I don't really understand what was happening here, but it was a definite
positive effect. I think the issue is that the early preloads filled the
queue, preventing the stores from happening. The bright side is that getting
good performance on Haswell is easier, as it supports 2 loads and 1 store per
cycle (although note that address generation is still a bottleneck unless you
make sure that the store is using a "simple" address).

 _I 've thought about designs of having one core do memory prefetching ahead
of loosely synchronized other core doing actual computation_

I'm interested in this approach too, but haven't really tried it out. "srean"
suggested this also:
[https://news.ycombinator.com/item?id=8711626](https://news.ycombinator.com/item?id=8711626)

I think it could would work well if you know your access patterns in advance,
the hard part would be keeping the cores in sync. In the absence of real-time
synchronization, you'd need a really high throughput queue to make this work.
Interesting write up and links here: [http://www.infoq.com/articles/High-
Performance-Java-Inter-Th...](http://www.infoq.com/articles/High-Performance-
Java-Inter-Thread-Communications) It's a much easier problem if you can batch
up the preloads rather than doing them one at a time.

I have had success with a somewhat similar technique within a single core by
issuing a batch of prefetches, then do processing on the previous data, then a
batch of loads corresponding to the prefetches, then repeat. You can get 2-3x
improvement of throughput on random access if you are able to tolerate the
slightly increased latency. The key is figuring out how to keep the maximum
number of requests in flight at all times.

------
ggreer
I have some experience in this domain and I agree with the author: threads are
not a performance cure-all. Many naïve implementations will actually hurt
performance[1]. It takes careful thought, experimentation, measurement, and
quite a bit of elbow grease to get the expected speedup.

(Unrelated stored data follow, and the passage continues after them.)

PR #12954, opened 2022-04-23
Link to address literals from address value types

aathan:
Questions have come up in the chat about EIP-55 mixed case literals. Also the address value type section had two separate notes that both discuss payables, and which could therefore be merged. Linked to the literals section, which is easily missed otherwise.

### DIFF
--- a/docs/types/value-types.rst
+++ b/docs/types/value-types.rst
@@ -210,6 +210,11 @@ an exception to this rule.
     declare its type as ``address payable`` to make this requirement visible. Also,
     try to make this distinction or conversion as early as possible.
 
+    The distinction between ``address`` and ``address payable`` was introduced with version 0.5.0.
+    Also starting from that version, contracts are not implicitly convertible to the ``address`` type, but can still be explicitly converted to
+    ``address`` or to ``address payable``, if they have a receive or payable fallback function.
+
+
 Operators:
 
 * ``<=``, ``<``, ``==``, ``!=``, ``>=`` and ``>``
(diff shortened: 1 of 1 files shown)


docs/types/value-types.rst
```diff
@@ -210,6 +210,11 @@ an exception to this rule.
     declare its type as ``address payable`` to make this requirement visible. Also,
     try to make this distinction or conversion as early as possible.
 
+    The distinction between ``address`` and ``address payable`` was introduced with version 0.5.0.
+    Also starting from that version, contracts do not derive from the address type, but can still be explicitly converted to
```
cameel: I see that this was here before your PR but it seems weird. Was this actually inheritance? I always thought that it was an explicit conversion plus the presence of contract members (which has a similar effect but it's technically not the same thing):

```suggestion
    Also starting from that version, contracts are not implicitly convertible to the ``address`` type, but can still be explicitly converted to
```

docs/types/value-types.rst
```diff
@@ -223,9 +228,7 @@ Operators:
     or you can use ``address(uint160(uint256(b)))``, which results in ``0x777788889999AaAAbBbbCcccddDdeeeEfFFfCcCc``.
 
 .. note::
-    The distinction between ``address`` and ``address payable`` was introduced with version 0.5.0.
-    Also starting from that version, contracts do not derive from the address type, but can still be explicitly converted to
-    ``address`` or to ``address payable``, if they have a receive or payable fallback function.
+    See :ref:`Address Literals`, which may be written as mixed-case hexadecimals conforming to `EIP-55 <https://github.com/ethereum/EIPs/blob/master/EIPS/eip-55.md>`_.
```
cameel: This seems like something that could just be integrated into the text instead of keeping it in a note:

```suggestion
Mixed-case hexadecimal numbers conforming to `EIP-55 <https://github.com/ethereum/EIPs/blob/master/EIPS/eip-55.md>`_ are automatically treated as literals of the ``address`` type.
See :ref:`Address Literals`.
```

cameel (dismissed):
Could be good enough even in the current form but I'd still apply some small tweaks.

docs/types/value-types.rst
cameel: Actually, there's an error here. I think that referencing other headings only works only works within the same document. You probably need to use an explicit anchor.

leonardoalt:
I've updated this PR but building the docs isn't working locally for me atm. @cameel can you check whether the anchor I added works properly?

leonardoalt:
Just managed to check it, looks fine.

leonardoalt (approved):

PR #12958, opened 2022-04-25
Yul grammar generator: Bound memory accesses.

### LINKED ISSUE #6091: Returning large segments of memory slows the yul interpreter down
## Description

```
{return(441964094,88877776)}
```

bshastry:
Fixes #6091.

PR to bound memory accesses such that stack-to-memory mover may be supported in an upcoming PR.


test/tools/ossfuzz/protoToYul.h
```diff
@@ -344,6 +344,8 @@ class ProtoConverter
 	static unsigned constexpr s_modOutputParams = 5;
 	/// Hard-coded identifier for a Yul object's data block
 	static auto constexpr s_dataIdentifier = "datablock";
+	/// Upper bound on memory writes
+	static unsigned constexpr s_maxMemory = 1024;
```
hrkrshnn: Why 1024? It's somewhat low. I'd go for `2**32`. See EIP-1985 as a reference.

leonardoalt: @bshastry wanna change that? We could get this merged soon

test/tools/ossfuzz/protoToYul.cpp
```diff
@@ -619,7 +619,14 @@ void ProtoConverter::visit(UnaryOp const& _x)
 		break;
 	}
 	m_output << "(";
-	visit(_x.operand());
+	if (op == UnaryOp::MLOAD)
+	{
+		m_output << "mod(";
```
leonardoalt, line 641: why `mod`?

bshastry: Because I use `mod` to place an upper bound like `mod(rand, upper)` is the bounded value

test/tools/ossfuzz/protoToYul.h
bshastry: The bound suggested by @hrkrshnn would not work with the current state of the Yul interpreter because it does not properly interpret memory accesses to high locations such as 2**32

ekpyron: It could easily do so, though, couldn't it? Resp. the bound in `EVMInstructionInterpreter::accessMemory` is 
`numeric_limits<size_t>::max() - 0xffff`... on most platforms `numeric_limits<size_t>::max()` should be 2**64... or do you mean a different limitation in there?

bshastry: I was wrong. Thanks for correcting @ekpyron . I pushed an update with a few more changes.

test/tools/ossfuzz/protoToYul.cpp
```diff
@@ -1074,7 +1094,15 @@ void ProtoConverter::visit(StoreFunc const& _x)
 		m_output << "mstore8(";
 		break;
 	}
-	visit(_x.loc());
+	// Write to memory within bounds, storage is unbounded
```
leonardoalt, line 1125: Why is storage unbounded?

bshastry: Storage is unbounded because it is unaffected by the stack-to-memory mover optimization step that this PR seeks to start testing. Memory needs to be bounded because the stack-to-memory mover needs a guarantee from the programmer that the program access memory within pre-defined bounds.

leonardoalt (dismissed):
Needs a rebase

axic:
I think this should be merged after #13516 is sorted.

test/libyul/yulInterpreterTests/external_call_to_self.yul
```diff
@@ -14,7 +14,6 @@
 // ----
 // Trace:
 //   CALL(153, 0x11111111, 0, 64, 32, 256, 32)
-//   RETURN(0, 0)
```
ekpyron: Why remove all these traces? They technically don't access memory, but the actual return (resp. log/create) still happens...

bshastry: > Why remove all these traces?

Mostly because the optimizer converts `return(12345, 0)` to `return(0, 0)` and consequently diverge traces.

ekpyron: Hm... we could print ``RETURN(0, 0)`` for all empty returns in the trace, maybe :-)?
The danger in just removing the traces is that we might miss issues where some return is actually missing, isn't it? Returning with an empty return vs not returning at all is a huge difference...

bshastry: Good point, I'll update the PR accordingly

bshastry: Updated.

ekpyron (approved):

cameel:
I restarted the failing `t_osx_cli`. May need a rebase if that does not pass.

PR #12966, opened 2022-04-28
Fix ICE caused by an immutable struct with mapping

### LINKED ISSUE #12953: ICE in `StructType::nativeMembers()` when the type of an immutable is a struct containing a mapping
## Description
Get an error `InternalCompilerError: Solidity assertion failed` which is not helpful. A descriptive error is shown in 0.8.11 (see below)

## Environment

- Compiler version: 0.8.12

## Steps to Reproduce
Run the code below in 0.8.12 or 0.8.13, you get the compiler output:
`InternalCompilerError: Solidity assertion failed`

```solidity
contract MyContract {
    
  struct CircularQueue {
    mapping(uint256 => address) queue;
    uint256 first;
    uint256 end;
    uint256 capacity;
  }

  CircularQueue immutable queue;

  constructor(
  ) {
    queue = CircularQueue({capacity: 2});
  }
}
```

While this code is not correct, it should still give a valid compiler warning. In 0.8.11 you correctly get:
```TypeError: Immutable variables cannot have a non-value type.
--> contracts/MyContract.sol:11:3:
|
11 | CircularQueue immutable queue;
| ^^^^^^^^^^^^^^^^^^^^^^^^^^^^^

TypeError: Types in storage containing (nested) mappings cannot be assigned to.
--> contracts/MyContract.sol:15:5:
|
15 | queue = CircularQueue({capacity: 2});
| ^^^^^

TypeError: Struct containing a (nested) mapping cannot be constructed.
--> contracts/MyContract.sol:15:13:
|
15 | queue = CircularQueue({capacity: 2});
| ^^^^^^^^^^^^^^^^^^^^^^^^^^^^
```

a3d4:
Fixes #12953.

The ICE was introduced as a side effect of 7c0a121e456b966826afe575929bad225aa0cb15, see 
https://github.com/ethereum/solidity/commit/7c0a121e456b966826afe575929bad225aa0cb15#diff-0e0e69b13aacc21916c6074c34a2ee68a0118b5914767495870c13b383061a94R135.

It makes `DocStringAnalizer` dependent on `TypeProvider`, which requires `TypeChecker`.

Moving `DocStringAnalyser` after `TypeCherker` fixes the ICE. Is it somewhat OK or too invasive?

### DIFF
--- a/Changelog.md
+++ b/Changelog.md
@@ -13,6 +13,7 @@ Compiler Features:
 Bugfixes:
  * ABI Encoder: When encoding an empty string coming from storage do not add a superfluous empty slot for data.
  * Yul Optimizer: Do not remove ``returndatacopy`` in cases in which it might perform out-of-bounds reads that unconditionally revert as out-of-gas. Previously, any ``returndatacopy`` that wrote to memory that was never read from was removed without accounting for the out-of-bounds condition.
+ * DocString Parser: Fix ICE caused by an immutable struct with mapping.
 
 
 ### 0.8.14 (2022-05-17)
--- a/libsolidity/interface/CompilerStack.cpp
+++ b/libsolidity/interface/CompilerStack.cpp
@@ -479,12 +479,6 @@ bool CompilerStack::analyze()
 			if (auto sourceAst = source->ast)
 				noErrors = contractLevelChecker.check(*sourceAst);
 
-		// Requires ContractLevelChecker
-		DocStringAnalyser docStringAnalyser(m_errorReporter);
-		for (Source const* source: m_sourceOrder)
-			if (source->ast && !docStringAnalyser.analyseDocStrings(*source->ast))
-				noErrors = false;
-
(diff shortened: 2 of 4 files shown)


a3d4:
@Marenz The ICE seems to be related to your commit. Could you have a look at the PR please?

Marenz:
I would prefer a way that we only conditionally query the type, but I couldn't find any good conditions.. In that light, I think your approach is fine. You probably need to rebase for the CI though.

Marenz:
LGTM but needs rebasing again and CI fixes

ekpyron:
> LGTM but needs rebasing again and CI fixes

Rebasing alone should do it - that should also fix CI (the failures are just CI running out-of-memory and https://github.com/ethereum/solidity/pull/12907 upped the CI resources for those runs)

wechman:
@ekpyron, @Marenz I have rebased changes. You can continue a review.

Marenz (approved):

The more general lesson is this: Just because you have very good reasons to
believe a change will improve performance, that doesn't mean it will actually
improve performance! Benchmark. Profile. Fix the bottleneck. Repeat. That's
the only reliable way to make something faster.

1\. [http://geoff.greer.fm/2012/09/07/the-silver-searcher-
adding-...](http://geoff.greer.fm/2012/09/07/the-silver-searcher-adding-
pthreads/)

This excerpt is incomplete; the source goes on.